Step 3: Start & Health Check
docker compose up -d
docker compose psMonitor the api, worker, and db containers. For troubleshooting, check logs: docker compose logs -f api.
2.3 Advanced Enterprise Configuration: External Middleware
In production, it is best practice to "externalize" stateful services.
2.3.1 Connecting External PostgreSQL & Redis
Point your .env file to your existing high-availability clusters. Dify runs flask db upgrade automatically on startup.
2.3.2 S3 Object Storage (Key to Persistence)
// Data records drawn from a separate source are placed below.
PR #8627, opened 2015-07-03
Added Spiceblooms.

Unit158:
~~I currently need help rendering the spicebloom properly.~~ Closes https://github.com/OpenRA/OpenRA/issues/4462

Issue #4243, opened 2013-12-06
Disallow Spice grow overlaps on cliffs


Mailaender:
![spice-cliff-glitches](https://f.cloud.github.com/assets/756669/1691183/90e23a3a-5e5c-11e3-9f39-070e271c3d70.png)

arrakis.yaml needs some tweaking.

PR #8987, opened 2015-08-08
Added spice blooms

### LINKED ISSUE #4462: Spiceblooms
Dune2000 is currently missing "spice blooms", which is an important part of the game. I am currently working on it.

<bountysource-plugin>
---
Want to back this issue? **[Post a bounty on it!](https://www.bountysource.com/issues/1377662-spiceblooms?utm_campaign=plugin&utm_content=tracker%2F36085&utm_medium=issues&utm_source=github)** We accept bounties via [Bountysource](https://www.bountysource.com/?utm_campaign=plugin&utm_content=tracker%2F36085&utm_medium=issues&utm_source=github).
</bountysource-plugin>

Mailaender:
https://github.com/OpenRA/OpenRA/pull/8627 with unrelated stuff moved into it's own commit and removed the `Health.Resurect` hack.

Closes #4462.


Unit158:
With the delayed action, you don't need to use the counter when it is dead.

OpenRA.Mods.D2k/Traits/SpiceBloom.cs
```diff
@@ -0,0 +1,169 @@
...
+		int counter;
+		int respawnTime;
+		int growTime;
+
+		public SpiceBloom(ActorInitializer init, SpiceBloomInfo info)
+		{
+			this.info = info;
+			self = init.Self;
+
+			resType = self.World.WorldActor.TraitsImplementing<ResourceType>().First(t => t.Info.Name == info.ResourceType);
```
pchote: Might want to think about using *OrDefault and then manually throwing a more understandable exception if there are no matches (same for the line below).

OpenRA.Mods.D2k/Traits/SpiceBloom.cs
```diff
@@ -0,0 +1,169 @@
...
+					self.Kill(self);
+				else
+				{
+					var index = info.GrowthSequences.Length * counter / growTime;
+					anim.Animation.Play(info.GrowthSequences[index]);
+				}
+			}
+			else
+			{
+				counter++;
```
pchote: I thought we were going to do this with aggregated damage so that attacking the spawned would accelerate the spawning instead of having two separate mechanisms that don't interact.

OpenRA.Mods.D2k/Traits/SpiceBloom.cs
```diff
@@ -0,0 +1,169 @@
...
+
+				if (counter >= growTime)
+					self.Kill(self);
+				else
+				{
+					var index = info.GrowthSequences.Length * counter / growTime;
+					anim.Animation.Play(info.GrowthSequences[index]);
+				}
+			}
+			else
```
pchote: Is this branch actually used?

OpenRA.Mods.D2k/Traits/SpiceBloom.cs
Unit158: This code and the code you mentioned below are obsolete as I mentioned above.

OpenRA.Mods.D2k/Traits/SpiceBloom.cs
Unit158: Nope.

Mailaender:
Cleaned this up further. Fixed the crushing and adapted the balancing so that early (forced) explosion don't give you as much as pieces as fully grown once so you can only speed up, but not generate more by manual targeting.

OpenRA.Mods.D2k/Traits/SpiceBloom.cs
```diff
@@ -0,0 +1,169 @@
...
+						if (projectile != null)
+							self.World.Add(projectile);
+
+						if (args.Weapon.Report != null && args.Weapon.Report.Any())
+							Sound.Play(args.Weapon.Report.Random(self.World.SharedRandom), self.CenterPosition);
+					}
+				});
+			}
+
+			self.World.AddFrameEndTask(w => w.Add(new DelayedAction(respawnTicks, () =>
```
GraionDilach: It'd be nice if this would be optional, then this could be used for a crop logic - using minelayers for seeding.

Mailaender: This isn't really a general purpose trait designed to be re-usable. Better write your own. I also don't quite get what you have in mind here to be honest.

GraionDilach: Alright.

Unit158: You can actually already do that. Explodes, SelfHeals (negative heal) and a spreads resource warhead or whatever it's called.

OpenRA.Mods.D2k/Traits/SpiceBloom.cs
```diff
@@ -0,0 +1,168 @@
...
+					new CenterPositionInit(self.CenterPosition),
+					new OwnerInit(self.Owner),
+					new FactionInit(self.Owner.Faction.InternalName),
+					new SkipMakeAnimsInit()
+				};
+				self.World.CreateActor(self.Info.Name, td);
+			})));
+		}
+
+		public void WarnCrush(Actor crusher) { }
```
Unit158: This should be removed and replaced by the generic Crushable trait, no?

Mailaender: That didn't work out. As discussed in IRC that is quite infantry specific with `WarnCrush` overhead etc.

pchote: The `Crushable` trait works fine for walls.

OpenRA.Mods.D2k/Traits/SpiceBloom.cs
GraionDilach: Good point on SelfHeal, I totally forgot that could be used for this.

OpenRA.Mods.D2k/Traits/SpiceBloom.cs
Mailaender: Actually it doesn't. I made a ticket for it. https://github.com/OpenRA/OpenRA/issues/9011

pchote: Fixed by #9014.

Mailaender: Rebased and fixed the Devastator crush class while I was at it.

mods/d2k/weapons.yaml
```diff
@@ -717,8 +717,15 @@ Shrapnel:
 		ImpactSound: EXPLLG5.WAV
 
 SpiceExplosion:
+	Report: EXPLMD1.WAV
+	Projectile: Bullet
+		Speed: 50, 75
+		High: true
+		Angle: 91, 264
+		Trail: large_trail
+		Image: large_trail
```
Unit158: This may or may not want to be changed to the "null" sprite. I think It looks a little bit better like this, however.

abcdefg30:
Needs a rebase.

Mailaender:
Rebased.

OpenRA.Mods.D2k/Traits/SpiceBloom.cs
```diff
@@ -0,0 +1,154 @@
...
+			respawnTicks = self.World.SharedRandom.Next(info.RespawnDelay[0], info.RespawnDelay[1]);
+			growTicks = self.World.SharedRandom.Next(info.GrowthDelay[0], info.GrowthDelay[1]);
+			anim.Animation.Play(info.GrowthSequences[0]);
+		}
+
+		public void Tick(Actor self)
+		{
+			if (!self.IsDead)
+			{
+				ticks++;
```
pchote: I'm still not a big fan of having a separate tick counter for this.  Like I mentioned earlier, this means that there is no interaction between damage and the timer - they are both all or nothing.  If this instead decremented the health then shooting the spice bloom to half health would halve the spawn time, which I believe is more intuitive.

Unit158: Ok, but that isn't the original behaviour. This replicates the original behaviour (nearly) to a T, minus some heuristics that were included in the original to only spawn the spiceblooms when there was a certain amount of spice needed.

abcdefg30:
This causes weird glitches:
spicebloomglitch

penev92:
Regarding that glitch - @OmegaBolt mentioned on IRC yesterday that he's planning a PR to change the terrain type of sand decorations so that spice doesn't grow on them and replace them. Maybe this is related.

Mailaender:
Yes, those are just terrain definitions errors like https://github.com/OpenRA/OpenRA/issues/4243.

Mailaender:
Updated according to the review comments.

OpenRA.Mods.D2k/Traits/SpiceBloom.cs
pchote: Ok, fair enough.

pchote:
Adding [Changes Requested] for the MCV/Harv fixes, and needs a rebase.

Mailaender:
Rebased and fixed the crushable regressions.

abcdefg30:

reaperrr:
Needs rebase.

Mailaender:
Rebased.

reaperrr:
Sorry, needs another rebase.

Mailaender:
Rebased.

OpenRA.Mods.D2k/Traits/SpiceBloom.cs
```diff
@@ -0,0 +1,153 @@
...
+			render.Add(anim);
+
+			respawnTicks = self.World.SharedRandom.Next(info.RespawnDelay[0], info.RespawnDelay[1]);
+			growTicks = self.World.SharedRandom.Next(info.GrowthDelay[0], info.GrowthDelay[1]);
+			anim.Animation.Play(info.GrowthSequences[0]);
+		}
+
+		public void Tick(Actor self)
+		{
+			if (!self.IsDead)
```
penev92: The trait shouldn't tick if the actor is dead, so this should not be necessary.

OpenRA.Mods.D2k/Traits/SpiceBloom.cs
```diff
@@ -0,0 +1,153 @@
...
+				{
+					var index = info.GrowthSequences.Length * ticks / growTicks;
+					anim.Animation.Play(info.GrowthSequences[index]);
+				}
+			}
+		}
+
+		public void Killed(Actor self, AttackInfo e)
+		{
+			var weapon = self.World.Map.Rules.Weapons[info.Weapon.ToLowerInvariant()];
```
penev92: You can get rid of the local variable as it is only used once anyway.

mods/d2k/sequences/misc.yaml
```diff
@@ -334,19 +334,20 @@ crate:
 		ZOffset: -511
 		Offset: -16,-16
 
-# TODO: keep the redundant spicebloom.shp for now for the awful WinForms maps editor
```
penev92: Perhaps with the removal of this comment (and the long-gone WinForms map editor) you should remove that SHP?

penev92:
Also the actor that crushes the spicebloom is unharmed. Not sure if it should be instakilled or dealt a specific amount of damage, but there should be damaging involved.

Aside from that this looks OK. :+0.5: for the moment.

mods/d2k/sequences/misc.yaml
Mailaender: I already did that.

Mailaender:
Updated.

penev92:
Sorry this still doesn't harm the actor that crushes the spicebloom.

obrakmann:
Yep. The problem seems to be that the SpreadDamageWarhead is fired at the cells where the spice is spread to, not at the location where the spice bloom was.

penev92:
Added this to the Next release milestone because it will compliment the D2k rebalancing nicely and is almost ready IMO.

GraionDilach:
SpiceExplosion's warhead needs AffectsParent for the crusher to be harmed.

pchote:
Needs a rebase.

Mailaender:
Updated.

reaperrr:
There are still quite a few differences compared to the original, but I think this is now good enough to build upon. :+1:

pchote:
What are the differences?

reaperrr:
[changelog](https://github.com/OpenRA/OpenRA/wiki/Changelog-%28bleed%29/_compare/0976c2833a4a6662620cff9005d16d12e78348e7...2253cc95eb70037f241edf9e0d1113a079d52ad7)

> What are the differences?

Spice debris were flying slower and on much lower angles (and more of them, I think) and spice blooms were only growing when there was no spice on that tile. They were growing slower, too.

I don't mind filing a follow-up myself, though.

reaperrr:
@Mailaender Actually, I didn't notice this before due to the large variance in Angle, but all fired spice debris target the same cell, something isn't right with the 'target' randomization.

OpenRA.Mods.D2k/Traits/SpiceBloom.cs
```diff
@@ -0,0 +1,148 @@
...
+
+			var pieces = self.World.SharedRandom.Next(info.Pieces[0], info.Pieces[1]) * ticks / growTicks;
+			for (var i = 0; pieces > i; i++)
+			{
+				var cells = OpenRA.Traits.Util.RandomWalk(self.Location, self.World.SharedRandom);
+				var cell = cells.Take(info.Range).SkipWhile(p => resLayer.GetResource(p) == resType && resLayer.IsFull(p)).Cast<CPos?>().RandomOrDefault(self.World.SharedRandom);
+				if (cell == null)
+					cell = cells.Take(info.Range).Random(self.World.SharedRandom);
+
+				args.PassiveTarget = self.World.Map.CenterOfCell(cell.Value);
```
pchote: This is why.  This gets reset each time through the loop, so all the projectiles will be spawned with the last value that is assigned.

Mailaender: Actually this is not the problem. This has to be set for each projectile. The randomization a few lines before just doesn't work, because `cell` is always null.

Set STORAGE_TYPE=s3 and configure your S3-compatible credentials. This makes your application "stateless," simplifying horizontal scaling and migration.
3. Enterprise Deployment via Kubernetes
For scaling to thousands of users or maintaining 99.9% SLA, Kubernetes (K8s) is the preferred solution.
3.1 Architecture Planning
- Stateless Services (Deployments):
dify-api,dify-worker,dify-web. Use HPA for automatic scaling. - Stateful Services (External): Strictly avoid running core databases inside K8s in production. Use managed services like AWS RDS, ElastiCache, or managed vector stores.
3.2 Helm Chart Deployment
helm repo add dify https://borispolonsky.github.io/dify-helm
helm repo updateCustom values.yaml:
Create a production-values.yaml to disable internal databases, connect to external instances, and set resource limits and autoscaling policies.
Deployment & Initialization:
helm upgrade --install dify dify/dify -f production-values.yaml --namespace dify-prod --create-namespaceAfter deployment, manually trigger the database migration:
API_POD=$(kubectl get pods -n dify-prod -l app.kubernetes.io/component=api -o jsonpath='{.items.metadata.name}')
kubectl exec -it $API_POD -n dify-prod -- flask db upgradeAppendix: Dify Microservice Architecture
The core of Dify is built with several microservices:
- API Service (Flask): The brain, handling HTTP requests, logic, and LLM interactions.
- Worker Service (Celery): The muscle, handling tasks like document parsing, embeddings, and Agent reasoning.
- Web Service (Next.js): The UI, providing a visual Studio for app orchestration.
- Redis: Acts as a message broker and cache.
- PostgreSQL: Stores metadata (app configs, logs, user data).
- Vector Database: High-dimensional vector storage (Weaviate, Qdrant, etc.).
- Object Storage (S3): Stores unstructured data like uploaded files.
- Sandbox: A secure environment for code execution.